Top of DATA TO EXAMINE
PR #1000, opened 2020-02-25
Reconnect to the correct domain on passsword changes

palmer-dabbelt:
The appservice triggers a reconnect when handling "!storepass" commands, but
rather than reconnecting to the domain for which the password was changed the
appservice just always reconnects to the first domain.  This causes an issue
for my setup, which has multiple domains in a singe appservice.

I've tested this by running it on my instance, which is connected to two
networks, and changing my password.

Signed-off-by: Palmer Dabbelt <palmerdabbelt@google.com>

### DIFF
--- a/src/bridge/AdminRoomHandler.ts
+++ b/src/bridge/AdminRoomHandler.ts
@@ -134,7 +134,7 @@ export class AdminRoomHandler {
                 await this.handleWhois(req, args, ircServer, adminRoom, event.sender);
                 break;
             case "!storepass":
-                await this.handleStorePass(req, args, ircServer, adminRoom, event.sender, clientList[0]);
+                await this.handleStorePass(req, args, ircServer, adminRoom, event.sender, clientList);
                 break;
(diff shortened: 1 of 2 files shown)


src/bridge/AdminRoomHandler.ts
Bottom of DATA TO EXAMINE
Each line from the one containing "(diff shortened: 1 of 2 files shown)" to the last line of the material above should be reproduced word for word, with nothing added.

(diff shortened: 1 of 2 files shown)


src/bridge/AdminRoomHandler.ts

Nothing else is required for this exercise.